Arduini v. Int'l Gaming Tech., No. 12-15750 (9th Cir. 2014)
Annotate this CaseShareholders are required to make a “demand” on the corporation’s board of directors before filing a derivative suit, unless they sufficiently allege that demand would be futile. Before Arduini filed his derivative action against IGT and its board, four shareholders filed derivative suits that were consolidated. They argued that a demand was excused because: the IGT board extended the employment contract of IGT’s former CEO and chairman of IGT’s board of directors, and allowed him to resign rather than terminating him for cause; three directors received such high compensation from IGT that their ability to impartially consider a demand was compromised; six directors faced a substantial likelihood of liability for breaches of their fiduciary duties as committee members; and that other members had engaged in insider trading. The district court dismissed the consolidated suit for failure to make a demand or sufficiently allege futility; the Ninth Circuit affirmed. The district court then dismissed Arduini’s action, holding that Arduini had failed to make a demand and could not allege demand futility based on issue preclusion due to its ruling in the prior suit. The Ninth Circuit affirmed, holding that under Nevada law and these facts, issue preclusion barred relitigation of futility.
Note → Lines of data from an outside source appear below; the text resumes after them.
PR #6201, opened 2026-08-24
Fix Spot Zones Filter Job

AdarshK15:
The declaration for `OPTIONS_GCS_PATH` has been updated for tests migrated to Kueue, causing the dynamic `filter-zone-options` job to silently miss them. The filter job skipped pruning unwanted zones that lack support or capacity for secondary machine types or auxiliary resources (like Filestore), causing `zone is not supported` or `zone doesn't have capacity` failures in Tests.

### DIFF
--- a/tools/cloud-build/filter-zone-options.yaml
+++ b/tools/cloud-build/filter-zone-options.yaml
@@ -60,11 +60,9 @@ steps:
         # Extract the GCS options file path using the standard Kueue format
         GCS_PATH=$$(grep -A 1 'name: OPTIONS_GCS_PATH' "$$yaml" | grep -o 'value: "gs://[^"]*' | cut -d'"' -f2 || true)
 
-        # Fallback to the legacy if Kueue format is missing
+        # If build file doesn't use spot options, silently skip it.
         if [[ -z "$$GCS_PATH" ]]; then
-          GCS_PATH=$$(grep -o 'OPTIONS_GCS_PATH=gs://[^"]*' "$$yaml" | cut -d= -f2 || true)
-          # If build file doesn't use spot options, silently skip it.
-          [[ -z "$$GCS_PATH" ]] && continue
+          continue
         fi
 
         FILE_NAME=$$(basename "$$GCS_PATH")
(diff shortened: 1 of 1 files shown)


AdarshK15:
Triggered the `filter-spot-zones` job with these changes and it passed (can be seen under PR checks). It is now correctly filtering for all machine types.

tools/cloud-build/filter-zone-options.yaml
```diff
@@ -59,6 +59,10 @@ steps:
 
         # Extract the GCS options file path
         GCS_PATH=$$(grep -o 'OPTIONS_GCS_PATH=gs://[^"]*' "$$yaml" | cut -d= -f2 || true)
+        if [[ -z "$$GCS_PATH" ]]; then
+          # Fallback for Kueue job style env vars
+          GCS_PATH=$$(grep -A 1 'name: OPTIONS_GCS_PATH' "$$yaml" | grep -o 'value: "gs://[^"]*' | cut -d'"' -f2 || true)
+        fi
         if [[ -z "$$GCS_PATH" ]]; then
```
Neelabh94, line 64: Should this be removed?

tools/cloud-build/filter-zone-options.yaml
```diff
@@ -59,6 +59,10 @@ steps:
 
         # Extract the GCS options file path
         GCS_PATH=$$(grep -o 'OPTIONS_GCS_PATH=gs://[^"]*' "$$yaml" | cut -d= -f2 || true)
+        if [[ -z "$$GCS_PATH" ]]; then
```
Neelabh94: KUEUE is the default architecture for all test runs now, can we simplify the logic to directly use the "fallback"?

Neelabh94 (changes requested):

tools/cloud-build/filter-zone-options.yaml
AdarshK15: Yes, we migrated to Kueue but `slurm-gcp-v6-tpu.yaml` was not updated. Anyway, I removed the legacy grep as this test is not active now due to capacity. Even if we run it in the future, updating that test file is better than adding a separate check here just for it.

tools/cloud-build/filter-zone-options.yaml
AdarshK15: As this job checks for all test files in the build folder, we do need to silently skip build files that don't use a spot options file.

Neelabh94 (approved):

PR #6220, opened 2026-08-27
fix(job): resolve race condition in --await-job-completion workload discovery

Neelabh94:
## Description
Fixes a race condition in `gcluster job submit --await-job-completion`.

### Root Cause
1. `findTargetWorkload` performed a single immediate lookup for the Kueue `Workload` resource labeled `kueue.x-k8s.io/job-uid=<uid>`. Because Kueue creates the `Workload` resource asynchronously after `kubectl apply` submits the JobSet, the lookup returned empty, immediately throwing `failed to find Kueue workload for jobset <name>` and crashing scripts with `set -euo pipefail`.
2. `getJobSetStatus` previously selected conditions purely based on `LastTransitionTime` without checking `cond.Status == "True"`, causing newer inactive conditions (such as `Suspended: False`) to overwrite terminal statuses, and did not recognize `JobSetCompleted` / `JobSetFailed` condition types.

### Changes
- **Polling with Timeout in `findTargetWorkload`**: Refactored `findTargetWorkload` to accept a timeout parameter and poll until the Kueue `Workload` is minted by the controller.
- **Parametrized Timeouts**:
  - `awaitJobCompletion`: calls `findTargetWorkload` with a 60s timeout.
  - `inspectWorkload` (`inspector.go`): calls `findTargetWorkload` with a 2s timeout for fast point-in-time diagnostics.
- **Robust Condition Evaluation**:
  - `getTerminalJobSetCondition`: Checks active (`Status: True`) terminal conditions (`Completed`, `JobSetCompleted`, `Succeeded`, `Failed`, `JobSetFailed`).
  - `getLatestActiveJobSetCondition`: Only considers active conditions (`Status: True`).
  - Added fallback checking for `Spec.Suspend` (`Suspended` vs `Running`).
- **Defensive Go Idioms & Safety**:
  - Comma-ok type assertion in `parseConditions`.
  - Nil guard on `kubeClient` in `findTargetWorkload`.
  - Non-blocking path when `timeout <= 0`.
- **Unit & Live Tests**:
  - Added test cases covering retry discovery, timeout, API error, `JobSetCompleted`, `JobSetFailed`, inactive condition handling, and nil clients.
  - Verified end-to-end on live GKE cluster `test-kueue-cluster`.

### DIFF
--- a/pkg/orchestrator/gke/gke_job_orchestrator.go
+++ b/pkg/orchestrator/gke/gke_job_orchestrator.go
@@ -1466,26 +1466,29 @@ func parseJobStatus(obj map[string]interface{}) (statusStr, completionTime strin
 
 func parseConditions(conditions []interface{}, statusStr *string, completionTime *string) {
 	for _, c := range conditions {
-		cond := c.(map[string]interface{})
+		cond, ok := c.(map[string]interface{})
+		if !ok {
+			continue
+		}
 		condType, _ := cond["type"].(string)
 		condStatus, _ := cond["status"].(string)
 		if condStatus == "True" {
 			switch condType {
-			case "Completed", "Succeeded":
+			case "Completed", "JobSetCompleted", "Succeeded":
 				*statusStr = "Succeeded"
 				if *completionTime == "" {
 					if transitionTime, ok := cond["lastTransitionTime"].(string); ok {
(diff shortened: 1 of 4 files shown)


SwarnaBharathiMantena (approved):
LGTM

Court Description: Shareholder Derivative Actions/Issue Preclusion. The panel affirmed the district court’s dismissal of a shareholder derivative action on the basis that issue preclusion barred relitigation of whether plaintiff, Lawrence Arduini, made a sufficient “demand” on a corporation’s board of directors before filing suit. Under Federal Rule of Civil Procedure 23.1, a shareholder must either demand action from the corporation’s directors before filing a shareholder derivative suit, or plead with particularity the reasons why such demand would have been futile. The panel held that issue preclusion prevented Arduini from relitigating the issue of demand futility. The panel noted that before Arduini filed his derivative action against International Gaming Technology and its board of directors, four separate shareholders filed separate derivative suits against the company that were subsequently consolidated and dismissed. See Fosbre v. Matthews, 2010 WL 2696615 (D. Nev. July 2, 2010). The panel determined that the issue of demand futility was the same in both Fosbre and Arduini’s action, and therefore there was an identity of issues. The panel held that Arduini and the Fosbre plaintiffs were in privity because International Gaming Technology was the true party in interest and there was no indication that the Fosbre plaintiffs were inadequate representatives. Further, there was no inequity in applying issue preclusion because the Fosbre plaintiffs fully litigated their demand futility claim. There was no due process violation because there was no requirement that shareholders be given notice of dismissal in a derivative suit where the issue of demand futility is fully litigated and dismissed on the merits. Moreover, the panel noted that the record showed that Arduini’s counsel in this case had actual notice of the Fosbre proceedings.